◆ SUPPLIED DATA:
PR #3347, opened 2023-09-01
CCQ: Server allow list

bruce-riley:
This PR adds a configurable allow list to the `ccq_server` so that we can specify which users are allowed to make queries and which RPC calls they are allowed to make.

◆ DESCRIPTION OF THE TASK: Note how many lines of the material hold the word "list", then state that number alone.

◆ EXERCISE OUTPUT: 2